Lipid transporters ABCA1 and ABCG1 were repressed and miR-33 was elevated in patients with sarcoidosis. (A) Expression of both ABCA1 and ABCG1 mRNA was repressed in sarcoidosis BAL cells compared with healthy control cells, as analyzed by qPCR. (B) Capillary Western analysis demonstrates reduced ABCA1 and ABCG1 proteins in sarcoidosis BAL cells. (C) qPCR analysis showed elevated miR-33 in sarcoidosis BAL cells compared with healthy control cells. (D) Histopathology of control (cardiac patient) lymph node. (E) Histopathology of sarcoidosis lymph nodes showed extensive granulomatous changes. (F) qPCR analysis illustrates elevated miR-33 expression in sarcoidosis lymph nodes (n = 7) compared with control nodes (n = 4).
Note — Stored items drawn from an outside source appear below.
PR #2240, opened 2018-11-03
 Unify backend builders, adding allocate to server builders

rossabaker:
Builds on #2239.

* Introduces an internal `BackendBuilder` trait, which improves API cohesion through <whispering>inheritance</whispering>.
* Puts the type parameter on the builder, not the `resource`/`stream`/`allocate` methods
* Adds `allocate` to the servers, per popular request.  I still don't like it.
* Doesn't yet apply to JettyClient or AsyncHttpClient, which aren't builders


rossabaker:
I anticipate this might make @ChristopherDavenport slightly grumpy, so I'll hold off a little bit in case he wants to have an OOP fight.

core/src/main/scala/org/http4s/internal/BackendBuilder.scala
```diff
@@ -0,0 +1,32 @@
+package org.http4s.internal
+
+import cats.effect.{Bracket, Resource}
+import fs2.Stream
+
+private[http4s] trait BackendBuilder[F[_], A] {
```
ChristopherDavenport: Why extend rather than just build instances of this like a typeclass. What does this extension buy us? resource => methods? Why not just expose that rather than this inheritance scheme?

rossabaker: Pro: Traits are better for method discoverability. All of these methods will appear in the scaladoc and other primitive tooling.

Con: Typeclasses are better for ad hoc polymorphism.  Someone could get the derived functions even if they didn't call the method `resource`.  (But I'd frown at any such builder.)

I prioritized discoverability over extensibility in this context.  If I saw [scaladoc to understand extension methods](https://stackoverflow.com/questions/21406207/configure-scaladoc-to-include-extension-methods) actually work, I'd probably flip.

rossabaker: I left out two more cons.

The first is that it's more verbose.  I don't really care, because that's our pain, not users':

```scala
trait BackendBuilder[F[_], A] {
  type R
  def resource(builder: A): Resource[F, R]
  def stream(builder: A): Stream[F, R] =
    Stream.resource(resource(builder))
  def allocate(builder: A)(implicit F: Bracket[F, Throwable]): F[(R, F[Unit])] =
    allocated(resource(builder))
}

object BackendBuilder {
  def apply[F[_], A](implicit ev: BackendBuilder[F, A]): BackendBuilder[F, A] = ev

  // These probably belong in org.http4s.implicits._
  implicit def backendBuilderSyntax[F[_], A](builder: A)(implicit A: BackendBuilder[F, A]) =
    new BackendBuilderOps(builder)
  class BackendBuilderOps[F[_], A](builder: A)(implicit val A: BackendBuilder[F, A]) {
    def resource: Resource[F, A.R] = A.resource(builder)
    def stream: Stream[F, A.R] = A.stream(builder)
    def allocate(implicit F: Bracket[F, Throwable]): F[(A.R, F[Unit])] = A.allocate(builder)
  }
}
```

The second issue is that it imposes an import tax on `builder.stream` and `builder.allocate` to get the syntax into scope.  This is more pertinent to discovery than the scaladoc issue.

Data presented are means ± SEM; * denotes P value and number of samples per group.

Figure 4.

Proposed mechanism of ABCA1 and ABCG1 involvement in chronic granulomatous disease. MWCNT uptake activates alveolar macrophages and elicits an inflammatory response of cytokines and chemokines. As a result, miR-33 is elevated and PPARγ is repressed, leading to decreased ABCA1 and ABCG1 lipid transporter expression, respectively, thus increasing intracellular cholesterol, which further exacerbates the inflammatory response.